─── Source data ───

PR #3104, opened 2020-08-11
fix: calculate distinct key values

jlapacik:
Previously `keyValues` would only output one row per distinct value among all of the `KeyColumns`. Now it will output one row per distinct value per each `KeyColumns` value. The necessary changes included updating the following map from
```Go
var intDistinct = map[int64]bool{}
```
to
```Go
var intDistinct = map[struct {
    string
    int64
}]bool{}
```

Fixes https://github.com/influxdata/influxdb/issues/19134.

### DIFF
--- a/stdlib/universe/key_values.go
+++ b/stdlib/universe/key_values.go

───
─── Source data ───

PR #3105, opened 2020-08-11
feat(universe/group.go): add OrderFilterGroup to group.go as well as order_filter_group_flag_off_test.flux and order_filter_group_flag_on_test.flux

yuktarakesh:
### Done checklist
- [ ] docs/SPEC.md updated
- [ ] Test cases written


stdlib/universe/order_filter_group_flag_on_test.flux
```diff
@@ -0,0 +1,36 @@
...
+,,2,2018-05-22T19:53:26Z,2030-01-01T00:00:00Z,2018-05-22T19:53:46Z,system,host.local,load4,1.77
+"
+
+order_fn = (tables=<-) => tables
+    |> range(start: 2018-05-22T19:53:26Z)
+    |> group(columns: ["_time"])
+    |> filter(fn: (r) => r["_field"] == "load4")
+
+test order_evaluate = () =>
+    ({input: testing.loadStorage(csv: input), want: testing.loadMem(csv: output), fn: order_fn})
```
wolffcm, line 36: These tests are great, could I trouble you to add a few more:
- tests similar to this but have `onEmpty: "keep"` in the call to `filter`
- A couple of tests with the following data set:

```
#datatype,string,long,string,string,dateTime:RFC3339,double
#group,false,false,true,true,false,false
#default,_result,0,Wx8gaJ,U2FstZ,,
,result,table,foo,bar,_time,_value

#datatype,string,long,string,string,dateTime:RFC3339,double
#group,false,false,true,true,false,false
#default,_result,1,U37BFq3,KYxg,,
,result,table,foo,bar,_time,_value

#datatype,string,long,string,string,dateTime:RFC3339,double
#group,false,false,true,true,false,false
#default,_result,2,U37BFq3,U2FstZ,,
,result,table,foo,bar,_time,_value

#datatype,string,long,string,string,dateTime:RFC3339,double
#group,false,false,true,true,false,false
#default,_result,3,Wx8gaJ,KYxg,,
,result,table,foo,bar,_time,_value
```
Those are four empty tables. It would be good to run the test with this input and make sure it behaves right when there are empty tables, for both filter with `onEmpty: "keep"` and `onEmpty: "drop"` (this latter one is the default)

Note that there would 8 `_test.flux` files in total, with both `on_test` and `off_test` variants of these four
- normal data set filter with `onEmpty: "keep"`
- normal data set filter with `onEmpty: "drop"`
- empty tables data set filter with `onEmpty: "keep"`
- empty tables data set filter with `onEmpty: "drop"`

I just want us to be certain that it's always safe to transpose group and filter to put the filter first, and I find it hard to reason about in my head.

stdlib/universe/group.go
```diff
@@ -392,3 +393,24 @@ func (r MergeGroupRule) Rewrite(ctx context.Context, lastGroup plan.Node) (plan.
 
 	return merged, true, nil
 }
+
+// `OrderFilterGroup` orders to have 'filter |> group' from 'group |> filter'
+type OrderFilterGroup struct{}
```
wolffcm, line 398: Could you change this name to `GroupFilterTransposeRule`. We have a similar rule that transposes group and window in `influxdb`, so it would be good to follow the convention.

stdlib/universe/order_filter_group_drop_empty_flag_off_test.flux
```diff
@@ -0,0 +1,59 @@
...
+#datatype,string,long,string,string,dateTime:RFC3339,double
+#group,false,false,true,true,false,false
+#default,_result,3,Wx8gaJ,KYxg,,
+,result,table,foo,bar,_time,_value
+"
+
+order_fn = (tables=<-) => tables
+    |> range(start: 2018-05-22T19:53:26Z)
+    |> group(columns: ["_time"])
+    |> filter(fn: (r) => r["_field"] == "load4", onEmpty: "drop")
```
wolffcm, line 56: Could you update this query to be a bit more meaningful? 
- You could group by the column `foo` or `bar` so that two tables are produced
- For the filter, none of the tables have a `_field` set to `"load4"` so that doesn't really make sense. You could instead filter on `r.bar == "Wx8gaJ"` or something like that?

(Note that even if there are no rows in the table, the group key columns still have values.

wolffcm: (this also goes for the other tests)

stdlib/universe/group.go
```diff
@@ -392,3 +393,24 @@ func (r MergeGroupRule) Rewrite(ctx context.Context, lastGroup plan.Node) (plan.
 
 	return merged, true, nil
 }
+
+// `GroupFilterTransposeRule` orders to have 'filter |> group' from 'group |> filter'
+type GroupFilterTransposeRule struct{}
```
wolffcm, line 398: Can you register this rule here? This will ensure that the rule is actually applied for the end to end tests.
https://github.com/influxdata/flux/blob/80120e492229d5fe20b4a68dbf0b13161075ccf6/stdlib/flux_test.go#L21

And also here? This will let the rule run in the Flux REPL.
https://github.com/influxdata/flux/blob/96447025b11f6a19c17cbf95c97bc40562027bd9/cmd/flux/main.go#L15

───
─── Source data ───

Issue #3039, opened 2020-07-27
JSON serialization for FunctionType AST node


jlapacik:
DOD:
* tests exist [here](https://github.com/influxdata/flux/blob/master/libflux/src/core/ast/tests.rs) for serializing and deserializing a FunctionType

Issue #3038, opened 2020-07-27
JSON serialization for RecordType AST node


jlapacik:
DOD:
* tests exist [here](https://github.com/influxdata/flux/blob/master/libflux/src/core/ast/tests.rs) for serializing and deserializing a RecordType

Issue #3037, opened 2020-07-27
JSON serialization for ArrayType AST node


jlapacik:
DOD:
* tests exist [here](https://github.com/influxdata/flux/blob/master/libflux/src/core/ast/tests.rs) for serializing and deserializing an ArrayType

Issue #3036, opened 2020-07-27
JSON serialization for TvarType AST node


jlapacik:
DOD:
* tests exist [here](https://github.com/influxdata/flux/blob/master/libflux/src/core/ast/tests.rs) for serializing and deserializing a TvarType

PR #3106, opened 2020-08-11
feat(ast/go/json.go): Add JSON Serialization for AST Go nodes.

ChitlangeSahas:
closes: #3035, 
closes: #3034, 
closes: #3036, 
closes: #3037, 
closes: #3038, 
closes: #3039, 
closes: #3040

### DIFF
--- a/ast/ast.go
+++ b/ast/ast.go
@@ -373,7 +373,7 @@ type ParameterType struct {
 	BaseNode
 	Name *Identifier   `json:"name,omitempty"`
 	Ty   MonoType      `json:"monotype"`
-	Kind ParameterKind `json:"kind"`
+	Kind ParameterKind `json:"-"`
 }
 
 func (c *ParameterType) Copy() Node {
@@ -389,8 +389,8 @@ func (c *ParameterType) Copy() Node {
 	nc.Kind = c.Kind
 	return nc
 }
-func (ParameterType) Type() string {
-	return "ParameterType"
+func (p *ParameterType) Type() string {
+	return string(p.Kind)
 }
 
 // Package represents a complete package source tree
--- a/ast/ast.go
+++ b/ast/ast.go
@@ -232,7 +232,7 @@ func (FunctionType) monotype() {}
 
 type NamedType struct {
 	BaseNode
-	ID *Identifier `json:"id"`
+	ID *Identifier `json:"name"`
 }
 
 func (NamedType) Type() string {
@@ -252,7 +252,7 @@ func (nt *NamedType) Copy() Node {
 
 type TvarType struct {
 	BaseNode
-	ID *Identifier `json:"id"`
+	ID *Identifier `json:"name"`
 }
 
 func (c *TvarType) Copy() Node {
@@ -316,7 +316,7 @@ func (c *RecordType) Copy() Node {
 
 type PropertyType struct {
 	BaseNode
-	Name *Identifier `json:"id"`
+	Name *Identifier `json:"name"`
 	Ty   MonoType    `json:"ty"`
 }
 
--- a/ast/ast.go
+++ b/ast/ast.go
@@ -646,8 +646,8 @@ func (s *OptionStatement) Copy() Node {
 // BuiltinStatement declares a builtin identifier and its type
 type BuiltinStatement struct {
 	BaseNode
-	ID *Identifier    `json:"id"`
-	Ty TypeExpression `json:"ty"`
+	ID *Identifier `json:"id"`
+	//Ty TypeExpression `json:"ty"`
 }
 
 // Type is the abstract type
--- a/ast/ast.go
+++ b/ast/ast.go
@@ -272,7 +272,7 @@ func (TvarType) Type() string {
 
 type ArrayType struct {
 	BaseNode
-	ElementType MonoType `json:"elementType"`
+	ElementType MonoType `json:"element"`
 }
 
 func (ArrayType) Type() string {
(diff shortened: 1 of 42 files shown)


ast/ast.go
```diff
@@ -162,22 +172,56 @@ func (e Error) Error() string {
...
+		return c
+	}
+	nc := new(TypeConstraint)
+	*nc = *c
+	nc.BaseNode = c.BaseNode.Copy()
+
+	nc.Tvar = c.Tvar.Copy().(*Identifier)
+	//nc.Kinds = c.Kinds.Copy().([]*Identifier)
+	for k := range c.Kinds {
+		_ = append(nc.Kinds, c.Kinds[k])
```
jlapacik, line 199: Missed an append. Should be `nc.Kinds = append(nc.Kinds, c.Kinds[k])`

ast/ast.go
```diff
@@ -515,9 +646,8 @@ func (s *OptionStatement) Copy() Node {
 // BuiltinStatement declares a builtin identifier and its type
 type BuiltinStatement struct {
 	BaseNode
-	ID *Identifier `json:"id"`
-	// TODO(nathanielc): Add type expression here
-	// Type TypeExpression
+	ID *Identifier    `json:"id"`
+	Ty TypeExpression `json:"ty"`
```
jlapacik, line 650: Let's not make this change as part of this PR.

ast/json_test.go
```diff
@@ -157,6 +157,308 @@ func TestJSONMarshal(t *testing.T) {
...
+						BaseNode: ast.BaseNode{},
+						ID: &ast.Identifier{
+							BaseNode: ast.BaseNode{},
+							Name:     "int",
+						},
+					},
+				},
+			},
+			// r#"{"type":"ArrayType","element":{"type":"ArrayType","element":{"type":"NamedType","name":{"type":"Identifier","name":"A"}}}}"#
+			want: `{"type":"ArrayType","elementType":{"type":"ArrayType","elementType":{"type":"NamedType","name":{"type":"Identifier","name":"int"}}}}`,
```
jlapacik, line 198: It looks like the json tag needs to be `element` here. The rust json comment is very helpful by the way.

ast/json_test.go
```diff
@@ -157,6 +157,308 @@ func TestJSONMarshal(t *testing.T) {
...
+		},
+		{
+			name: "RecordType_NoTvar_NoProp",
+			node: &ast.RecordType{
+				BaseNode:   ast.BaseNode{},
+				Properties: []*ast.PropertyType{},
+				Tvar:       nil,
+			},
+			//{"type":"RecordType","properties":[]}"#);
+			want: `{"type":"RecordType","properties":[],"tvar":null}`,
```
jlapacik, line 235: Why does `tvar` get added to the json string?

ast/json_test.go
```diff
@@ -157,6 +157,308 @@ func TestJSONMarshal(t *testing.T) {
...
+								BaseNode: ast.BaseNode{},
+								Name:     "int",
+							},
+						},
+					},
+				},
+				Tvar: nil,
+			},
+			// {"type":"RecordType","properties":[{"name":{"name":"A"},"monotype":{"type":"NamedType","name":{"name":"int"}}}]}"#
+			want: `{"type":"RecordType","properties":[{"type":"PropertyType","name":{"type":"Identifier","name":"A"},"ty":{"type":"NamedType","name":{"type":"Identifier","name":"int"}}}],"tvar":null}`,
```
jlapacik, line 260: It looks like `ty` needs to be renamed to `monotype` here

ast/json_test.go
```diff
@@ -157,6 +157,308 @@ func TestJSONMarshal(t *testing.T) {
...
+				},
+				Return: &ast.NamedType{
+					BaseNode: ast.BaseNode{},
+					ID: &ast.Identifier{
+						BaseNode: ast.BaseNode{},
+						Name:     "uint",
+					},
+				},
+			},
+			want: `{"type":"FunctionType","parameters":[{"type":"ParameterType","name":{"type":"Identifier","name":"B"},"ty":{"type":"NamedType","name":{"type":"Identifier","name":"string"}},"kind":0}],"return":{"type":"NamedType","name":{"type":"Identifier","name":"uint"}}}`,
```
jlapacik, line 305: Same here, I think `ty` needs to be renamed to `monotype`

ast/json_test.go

───

Aim of the task: In the entries above, find each line that has the word "like". Copy it.

Exercise solution:
- For the filter, none of the tables have a `_field` set to `"load4"` so that doesn't really make sense. You could instead filter on `r.bar == "Wx8gaJ"` or something like that?
jlapacik, line 198: It looks like the json tag needs to be `element` here. The rust json comment is very helpful by the way.
jlapacik, line 260: It looks like `ty` needs to be renamed to `monotype` here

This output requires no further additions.